Monday, August 25, 2008

Walking a Show

"Walking a show" means just that: you are going to visit a trade show to learn more about it before you choose to exhibit. The idea is that if you get a feel for it by being there you will more than likely understand and make a better judgment of its value to your company than by just reading the contract or prospectus.

Learning about a show is not just knowing how much it's going to cost you in terms of space and expense to set up your exhibit and bring your staff there. It's about the environment. You should take the time to buy an airfare and a badge for the show floor because you want to learn:

  • Who attends the show
  • What's the flow on the show floor
  • Who the players are--big and small
  • Whether your competitors and partners are there
  • How the organizer handles things
Who attends? Are they mostly buyers or sellers? You can tell by badge color (pick up a show guide to find what colors mean what designation) who is an exhibitor, a buyer or a vendor. Do a quick analysis by counting badges as you walk the floor.

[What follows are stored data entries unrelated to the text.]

PR #94, opened 2023-06-27
Add Samples page

qu8n:
This PR contains the work for [issue #990](https://app.zenhub.com/workspaces/metadb-scrum-5fcfa28a4ccc1600165347b6/issues/gh/mskcc/smile-server/990), which involves creating a new Samples page for displaying and searching SampleMetadata.
- This Samples page currently does not implement infinite scrolling like Requests and Samples pages as that would introduce additional refactoring. We may perform this refactoring in the future as needed.
- To avoid querying the entire SampleMetadata set, this Samples page always limits the query results to 500 rows. Note that users can search through the entire SampleMetadata set; only the query results are limited.
- When users scroll to the last row, they will see a modal that suggest them to refine their search.
- There is currently no sorting logic applied to the queried SampleMetadata. This is because meaningful fields for sorting (e.g. `importDate`) are all nested fields, and [GraphQL doesn't seem to natively support sorting by nesting fields](https://stackoverflow.com/a/49642804). We can research workarounds if this matters to the users.


ao508 (changes requested):
image


The search param doesn't seem to be filtering results properly. 

Ex: Searching for "Normal" and hitting enter refreshes the page but the table doesn't appear to show results that reflect the search term. 

Follow up question. Did we decide that we wouldn't be supporting fuzzy searching anymore? Just wanted to note that this doesn't appear to be working anymore but couldn't remember what the decision was.

Note that this review isn't complete yet but I just wanted to point these things out before adding more comments.

qu8n:
> image
> 
> The search param doesn't seem to be filtering results properly.
> 
> Ex: Searching for "Normal" and hitting enter refreshes the page but the table doesn't appear to show results that reflect the search term.
> 
> There also seems to be a lot of latency between when you enter a single search term and the page response even when hitting the `Enter` key
> 
> Follow up question. Did we decide that we wouldn't be supporting fuzzy searching anymore? Just wanted to note that this doesn't appear to be working anymore but couldn't remember what the decision was.
> 
> Note that this review isn't complete yet but I just wanted to point these things out before adding more comments.

@ao508 Thanks. Let me look into the filtering issue. Looks like this has been an existing issue for the general Samples component as I'm seeing it on the Requests/Samples pages as well.

Re: the latency, do you experience a similar loading speed on the Patients page, where there are 100k+ rows? My guess is this is simply due to the sheer number of rows to search through.

Re: fuzzy search, this is what we last settled on: (1) exact match when there are multiple values and (2) fuzzy match when there is a single value.

ao508:
> > image
> > The search param doesn't seem to be filtering results properly.
> > Ex: Searching for "Normal" and hitting enter refreshes the page but the table doesn't appear to show results that reflect the search term.
> > There also seems to be a lot of latency between when you enter a single search term and the page response even when hitting the `Enter` key
> > Follow up question. Did we decide that we wouldn't be supporting fuzzy searching anymore? Just wanted to note that this doesn't appear to be working anymore but couldn't remember what the decision was.
> > Note that this review isn't complete yet but I just wanted to point these things out before adding more comments.
> 
> @ao508 Thanks. Let me look into the filtering issue. Looks like this has been an existing issue for the general Samples component as I'm seeing it on the Requests/Samples pages as well.
> 
> Re: the latency, do you experience a similar loading speed on the Patients page, where there are 100k+ rows? My guess is this is simply due to the sheer number of rows to search through.
> 
> Re: fuzzy search, this is what we last settled on: (1) exact match when there are multiple values and (2) fuzzy match when there is a single value.

I was only using one term for searching so it seems that the fuzzy match is broken at the moment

What's the flow? How does traffice move on the floor--to the right or left as they enter the hall? Is there more than one entrance to the show hall? Where are food concessions and restrooms? Is there meeting space in the hall or nearby in case you need to have a meeting outside your booth? Are the larges booths at the front and the smallest at the back--or do they intersperse the exhibits by size? Are there height limits to the exhibits? Can you have a hanging sign? Are there dead spots on the floor? Are you allowed to have more than one exhibit space? Can you have a cross-aisle exhibit? Is there a separate product showcase or demonstration area?

Who are the big players and the small players? Are the big players in the largest booths all positioned by the front entrance? Or do they choose to use the perimeter or sides of the hall? Are they also your competitors? Do they buy ad space in the hall, the show daily and the trade publications associated with the show? Where are the smaller booths? Are they small exhibitors but giants in the industry?

Partners and competitors. Which of yours are there? How big a presence do they have? Do they also hold receptions or have hospitality suites? Are they demonstrating in the separate demo area (if there is one)? Do you know anyone in their booths? Can you talk with them and ask about the show?

How does the organizer handle exhibitors? Is there a buzz on the floor about how good (or bad) things are going? Do they do things to help first-time exhibitors feel welcome or promote the show for them? Are they accessible (that is, are they out, active on the show floor or locked up in the show office)? Where is the show office in relation to the show floor? Is there separate meeting space? Is there a press room? How is space allocated and/or chosen? When are deposits due? What is the refund policy? Be sure to meet your show contact. Two of the more memorable show contacts to me are Allison Daniels at NACS and Shannon Burch at ASIS. Very good with their clients and understand what is going on on the show floor.

This should get you started.

Lesson learned: Know a show well before committing to it--cost is not always in dollars.